◆ **HOW TO COMPLETE THIS TASK**: All lines from the one containing "chore: migrate CI" through the end of the data below must be reproduced exactly, and no others.

◆ **RECORDS FOR PROCESSING**:
PR #1235, opened 2026-05-22
chore: migrate CI to kalbasit/gh-actions reusable workflow

kalbasit:
Replace per-repo CI plumbing (filter, generate, build, multi-arch
manifest, codecov, final gate) with a thin caller of the shared
reusable workflow at
kalbasit/gh-actions/.github/workflows/ci.yml@feat-add-reusable-ci-workflows.
Delete the per-repo build.yml; the shared workflow handles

◆ **ANSWER BOX**:
chore: migrate CI to kalbasit/gh-actions reusable workflow

kalbasit:
Replace per-repo CI plumbing (filter, generate, build, multi-arch
manifest, codecov, final gate) with a thin caller of the shared
reusable workflow at
kalbasit/gh-actions/.github/workflows/ci.yml@feat-add-reusable-ci-workflows.
Delete the per-repo build.yml; the shared workflow handles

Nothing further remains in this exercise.